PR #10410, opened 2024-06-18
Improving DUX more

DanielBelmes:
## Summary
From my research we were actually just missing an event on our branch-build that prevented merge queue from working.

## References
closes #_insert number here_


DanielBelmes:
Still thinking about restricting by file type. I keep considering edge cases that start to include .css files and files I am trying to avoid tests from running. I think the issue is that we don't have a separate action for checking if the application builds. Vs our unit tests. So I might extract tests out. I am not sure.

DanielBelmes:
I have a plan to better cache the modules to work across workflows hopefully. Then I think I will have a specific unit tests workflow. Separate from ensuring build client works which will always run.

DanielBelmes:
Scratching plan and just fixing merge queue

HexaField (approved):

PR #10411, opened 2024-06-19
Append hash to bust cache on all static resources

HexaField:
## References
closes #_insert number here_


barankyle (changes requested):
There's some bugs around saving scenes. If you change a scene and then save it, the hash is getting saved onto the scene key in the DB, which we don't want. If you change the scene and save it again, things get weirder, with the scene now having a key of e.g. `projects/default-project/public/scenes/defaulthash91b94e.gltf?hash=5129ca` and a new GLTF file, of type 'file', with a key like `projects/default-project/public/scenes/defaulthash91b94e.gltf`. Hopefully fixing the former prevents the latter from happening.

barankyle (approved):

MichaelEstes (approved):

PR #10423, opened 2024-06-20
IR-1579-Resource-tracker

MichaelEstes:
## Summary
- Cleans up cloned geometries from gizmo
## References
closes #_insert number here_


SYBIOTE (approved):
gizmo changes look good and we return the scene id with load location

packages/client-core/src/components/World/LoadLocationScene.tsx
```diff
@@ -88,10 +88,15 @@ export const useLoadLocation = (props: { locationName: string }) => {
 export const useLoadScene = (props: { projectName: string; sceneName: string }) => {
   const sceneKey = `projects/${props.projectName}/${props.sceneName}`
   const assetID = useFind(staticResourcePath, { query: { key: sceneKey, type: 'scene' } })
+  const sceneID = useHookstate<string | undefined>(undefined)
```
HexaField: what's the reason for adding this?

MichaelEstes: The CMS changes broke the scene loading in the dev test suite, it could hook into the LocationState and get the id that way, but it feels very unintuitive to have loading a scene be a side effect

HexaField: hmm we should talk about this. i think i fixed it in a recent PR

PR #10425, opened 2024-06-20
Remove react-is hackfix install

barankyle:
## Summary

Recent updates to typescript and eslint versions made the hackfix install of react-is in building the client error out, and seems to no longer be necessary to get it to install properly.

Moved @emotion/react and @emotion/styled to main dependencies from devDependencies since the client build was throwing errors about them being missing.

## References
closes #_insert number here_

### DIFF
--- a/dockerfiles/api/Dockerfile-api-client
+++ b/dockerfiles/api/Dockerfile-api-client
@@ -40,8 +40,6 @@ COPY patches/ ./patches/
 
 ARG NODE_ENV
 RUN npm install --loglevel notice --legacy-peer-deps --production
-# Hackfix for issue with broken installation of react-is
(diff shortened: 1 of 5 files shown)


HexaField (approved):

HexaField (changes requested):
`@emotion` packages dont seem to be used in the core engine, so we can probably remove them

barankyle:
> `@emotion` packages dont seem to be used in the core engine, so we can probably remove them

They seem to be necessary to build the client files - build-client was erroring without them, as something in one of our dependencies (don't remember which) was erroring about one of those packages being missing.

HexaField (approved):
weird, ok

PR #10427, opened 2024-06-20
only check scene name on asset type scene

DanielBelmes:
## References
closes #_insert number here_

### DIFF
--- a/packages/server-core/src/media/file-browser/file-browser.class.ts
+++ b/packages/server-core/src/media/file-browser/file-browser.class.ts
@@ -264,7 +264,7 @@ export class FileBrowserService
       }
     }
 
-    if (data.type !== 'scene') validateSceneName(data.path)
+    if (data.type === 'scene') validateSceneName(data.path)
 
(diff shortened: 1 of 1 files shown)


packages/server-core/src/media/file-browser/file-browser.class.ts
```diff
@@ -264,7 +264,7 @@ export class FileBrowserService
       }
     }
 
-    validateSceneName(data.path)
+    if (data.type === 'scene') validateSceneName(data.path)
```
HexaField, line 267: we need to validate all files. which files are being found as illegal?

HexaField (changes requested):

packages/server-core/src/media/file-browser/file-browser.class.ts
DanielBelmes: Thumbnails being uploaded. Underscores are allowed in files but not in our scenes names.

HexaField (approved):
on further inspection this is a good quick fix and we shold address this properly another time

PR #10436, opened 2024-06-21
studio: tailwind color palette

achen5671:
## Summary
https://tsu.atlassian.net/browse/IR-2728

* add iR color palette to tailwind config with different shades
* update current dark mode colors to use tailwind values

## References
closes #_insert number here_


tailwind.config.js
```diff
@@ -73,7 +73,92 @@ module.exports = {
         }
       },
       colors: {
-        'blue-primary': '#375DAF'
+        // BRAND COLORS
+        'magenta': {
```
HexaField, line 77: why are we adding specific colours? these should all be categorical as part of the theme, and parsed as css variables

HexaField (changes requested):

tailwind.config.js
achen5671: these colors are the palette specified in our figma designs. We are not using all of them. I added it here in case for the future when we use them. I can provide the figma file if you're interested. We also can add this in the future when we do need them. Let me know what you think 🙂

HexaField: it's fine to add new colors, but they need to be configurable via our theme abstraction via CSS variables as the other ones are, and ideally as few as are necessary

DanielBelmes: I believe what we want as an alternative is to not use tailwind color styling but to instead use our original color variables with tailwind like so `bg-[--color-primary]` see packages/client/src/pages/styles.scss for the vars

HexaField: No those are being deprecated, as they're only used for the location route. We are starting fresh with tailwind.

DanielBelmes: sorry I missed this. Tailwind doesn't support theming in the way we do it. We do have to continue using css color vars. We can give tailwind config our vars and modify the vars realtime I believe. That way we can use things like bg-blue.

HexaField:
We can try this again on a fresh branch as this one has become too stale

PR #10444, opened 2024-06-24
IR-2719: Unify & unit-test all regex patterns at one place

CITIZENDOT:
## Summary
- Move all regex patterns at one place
____________________
* [Directions]:
Look above for the line with "HexaField, line 77: why" and the line with "HexaField: it's fine". Retype those two lines and every line between them exactly, adding nothing.

* [Answer box]:
HexaField, line 77: why are we adding specific colours? these should all be categorical as part of the theme, and parsed as css variables

HexaField (changes requested):

tailwind.config.js
achen5671: these colors are the palette specified in our figma designs. We are not using all of them. I added it here in case for the future when we use them. I can provide the figma file if you're interested. We also can add this in the future when we do need them. Let me know what you think 🙂

HexaField: it's fine to add new colors, but they need to be configurable via our theme abstraction via CSS variables as the other ones are, and ideally as few as are necessary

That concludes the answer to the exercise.